For the entries that follow, restate word for word the line containing "PR #586, opened 2022-01-05", the line containing "Currently, it has", and every line that lies between them.

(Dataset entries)

<<<<

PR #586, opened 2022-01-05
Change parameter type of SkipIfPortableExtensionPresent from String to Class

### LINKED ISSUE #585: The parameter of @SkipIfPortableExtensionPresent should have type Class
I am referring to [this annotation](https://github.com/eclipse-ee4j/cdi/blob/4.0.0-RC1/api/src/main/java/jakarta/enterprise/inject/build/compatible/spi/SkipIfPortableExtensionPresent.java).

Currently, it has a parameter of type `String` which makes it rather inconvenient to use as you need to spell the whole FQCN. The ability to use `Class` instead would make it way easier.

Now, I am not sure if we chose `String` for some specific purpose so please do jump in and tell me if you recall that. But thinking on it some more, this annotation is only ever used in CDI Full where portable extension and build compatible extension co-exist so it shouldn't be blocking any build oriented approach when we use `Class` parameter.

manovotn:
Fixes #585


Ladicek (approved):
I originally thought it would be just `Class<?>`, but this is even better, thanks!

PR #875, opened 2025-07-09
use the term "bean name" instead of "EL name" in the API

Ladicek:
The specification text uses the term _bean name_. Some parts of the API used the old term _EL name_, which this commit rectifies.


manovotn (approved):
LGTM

>>>>
<<<<

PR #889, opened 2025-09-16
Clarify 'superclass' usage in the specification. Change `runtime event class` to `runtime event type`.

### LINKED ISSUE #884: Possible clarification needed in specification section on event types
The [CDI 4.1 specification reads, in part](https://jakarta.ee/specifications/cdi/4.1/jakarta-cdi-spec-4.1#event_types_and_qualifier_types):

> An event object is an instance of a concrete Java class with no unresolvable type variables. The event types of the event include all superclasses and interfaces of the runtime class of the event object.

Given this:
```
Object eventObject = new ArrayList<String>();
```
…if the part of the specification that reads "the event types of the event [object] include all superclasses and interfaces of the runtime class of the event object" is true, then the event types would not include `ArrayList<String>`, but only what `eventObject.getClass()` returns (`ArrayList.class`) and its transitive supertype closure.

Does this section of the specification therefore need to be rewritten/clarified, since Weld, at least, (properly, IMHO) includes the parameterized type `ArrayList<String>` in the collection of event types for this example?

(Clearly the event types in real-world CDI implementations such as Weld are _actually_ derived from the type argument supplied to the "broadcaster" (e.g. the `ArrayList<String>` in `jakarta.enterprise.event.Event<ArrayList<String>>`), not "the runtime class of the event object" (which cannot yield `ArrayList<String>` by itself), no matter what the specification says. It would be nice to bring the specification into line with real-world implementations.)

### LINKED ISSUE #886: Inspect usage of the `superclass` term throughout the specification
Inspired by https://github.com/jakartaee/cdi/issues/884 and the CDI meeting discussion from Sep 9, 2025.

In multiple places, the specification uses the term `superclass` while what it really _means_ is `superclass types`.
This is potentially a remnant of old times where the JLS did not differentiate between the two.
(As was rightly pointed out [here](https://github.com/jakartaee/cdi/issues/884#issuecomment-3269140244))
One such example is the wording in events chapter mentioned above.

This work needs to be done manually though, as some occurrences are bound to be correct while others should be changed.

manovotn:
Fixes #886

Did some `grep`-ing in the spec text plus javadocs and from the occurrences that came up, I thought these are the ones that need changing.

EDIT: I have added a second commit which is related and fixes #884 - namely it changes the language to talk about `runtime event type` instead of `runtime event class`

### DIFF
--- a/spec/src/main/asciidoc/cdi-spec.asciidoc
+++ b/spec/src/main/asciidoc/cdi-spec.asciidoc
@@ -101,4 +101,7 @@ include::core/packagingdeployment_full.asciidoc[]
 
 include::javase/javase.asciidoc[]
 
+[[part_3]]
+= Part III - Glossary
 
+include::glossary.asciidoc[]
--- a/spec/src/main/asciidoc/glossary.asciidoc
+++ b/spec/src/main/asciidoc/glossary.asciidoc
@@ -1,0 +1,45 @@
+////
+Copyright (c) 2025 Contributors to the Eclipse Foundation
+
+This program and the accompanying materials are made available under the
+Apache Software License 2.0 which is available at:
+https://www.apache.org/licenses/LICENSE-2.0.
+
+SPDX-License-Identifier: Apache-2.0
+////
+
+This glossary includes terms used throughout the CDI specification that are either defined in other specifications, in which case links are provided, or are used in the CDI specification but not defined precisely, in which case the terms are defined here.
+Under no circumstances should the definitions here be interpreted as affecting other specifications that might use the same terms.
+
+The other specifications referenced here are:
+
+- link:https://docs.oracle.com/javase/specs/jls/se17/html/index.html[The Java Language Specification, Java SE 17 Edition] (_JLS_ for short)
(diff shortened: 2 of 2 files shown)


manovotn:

>>>>

_TASK OUTPUT_:
PR #586, opened 2022-01-05
Change parameter type of SkipIfPortableExtensionPresent from String to Class

### LINKED ISSUE #585: The parameter of @SkipIfPortableExtensionPresent should have type Class
I am referring to [this annotation](https://github.com/eclipse-ee4j/cdi/blob/4.0.0-RC1/api/src/main/java/jakarta/enterprise/inject/build/compatible/spi/SkipIfPortableExtensionPresent.java).

Currently, it has a parameter of type `String` which makes it rather inconvenient to use as you need to spell the whole FQCN. The ability to use `Class` instead would make it way easier.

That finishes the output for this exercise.